Actually, there was a hint of something having done amiss in Shar’s report, that night: “Rozz got loose and ran down to the waterfront; we looked for her all over and only found her after the sun set. She was swimming in the bay with all the dogs.”
“She did?!? She was?!?”
“Yes – oh, not Rose! it was Rozz, my dog,” she explained.
Whew.
The next morning, after giving the toddlerette her share of guilt-reducing mama’s-been-away gifts, I inquired after the main figure of her exciting day. “Did you have fun looking for Rozz, sweetie?”
“Oh, yes, Mama! She was wapping!” exclaimed my little flower, baby-blues agog with delight.
Our household is far more multi-lingual than I am, so I went over to dad’s study, to ask if Dutch dogs wap, and how they do so.
“No, I can’t say that they do,” said the man I’d married. “They waf, sort of, or vuhff, you’d call it.”
Back to the kid, to inquire. “Rosie-pie, can you tell me what you meant, when you said that Rozz was wapping?”
Heaven hath no angel sweeter than my round-faced little one. She looked up from her coloring project with an incredulous look. Mama was being dense again, it seemed. “Rozz was wapping!” she insisted.
“But,” I persisted, “what exactly was she doing?”
She picked up a purple color.
“No, really, sweetie; did she wap with her mouth?”
“No, Mama.”
“Ok, did she wap with her paws?”
“She was wapping with the other dogs, mama,” she said, with a somewhat condescending tone. It had taken me a while to figure out that the schhhhadyou was just a shadow in Dutch, so she already knew I was a bit slow.
“Did the dogs wap together, honey?”
“They was wapping, mama!”
“Did they wap in the water?” I saw the look in her eyes and dropped the notion. Wapping was a land-based activity. “Do they wap with their leashes around a tree?” Nope. No leashes. Which was how Rozz got away from Sheri and set out on the wap path in the first place.
I tried another tack. “Rose-toes, can you tell me where she was wapping? Was she wapping on the beach?”

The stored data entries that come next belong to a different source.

PR #293, opened 2023-08-19
Add support for z-index token

yukukotani:
SSIA #257


packages/core/src/theme.test.ts
```diff
@@ -115,6 +115,57 @@ describe("createTheme", () => {
     }>();
   });
 
+  test("should convert radius theme object to expected format", () => {
```
yukukotani, line 118: Forgot this in previous PR

poteboy (approved):
💜

PR #297, opened 2023-08-23
Remove regex lookbehinds to support Safari 16.3 or older

myzkyy:
Lookbehind assertion is not supported by Safari 16.3 (Released on Jan 23, 2023) or older. It causes errors: `SyntaxError: Invalid regular expression: invalid group specifier name`.

cf. https://developer.mozilla.org/en-US/docs/Web/JavaScript/Reference/Regular_expressions/Lookbehind_assertion#browser_compatibility

This PR removes all of them.

### DIFF
--- a/.changeset/mighty-coats-breathe.md
+++ b/.changeset/mighty-coats-breathe.md
@@ -1,0 +1,5 @@
+---
+"@kuma-ui/sheet": minor
+---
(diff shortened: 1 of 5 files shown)


myzkyy:
Bad branch name. Recreated #297.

There’s a sort of desperation that creeps into a mother’s voice, when she’s doing her best to use a word that she hasn’t quite fathomed nonchalantly, as if it were hers to begin with. Rose picked up on it right away. “Mama, Rozz was wapping, by the water, with the dogs,” she intoned. Her emphases were as clear as her patience. Mama may be a bit slow, but has been known to be useful. “She had a red scarf.”
Rozz is a black mostly-Labrador, not given to fashion accessories.
I tried to act out a good doggie wap. “Did she wap like this?” I asked, on all fours. Not. “Or like this?” I rolled over and imitated a dog-on-rug backscratching session. No, not that either. “Can you show me how she wapped?”
But enough had been, apparently, enough. Rose has been careful not to use complicated words around me, although she did tell her dad that “Rozz and the other dogs were really wapping.” But she had to make sure I wasn’t around to witness this confidence. He didn’t think it was crucial. “Next time she sees a dog wap, she’ll show us; she’s considerate, she likes teaching us,” he reassured me.
I hope so. Next time, I want to see it, too. Because I couldn’t help asking her, the other day, whether all the dogs wapped or only Rozz, and if I’m to believe my informant, they were all wapping, in plain view of Water Street traffic.
And wouldn’t you know it? They picked a day I was out of town to do it, too.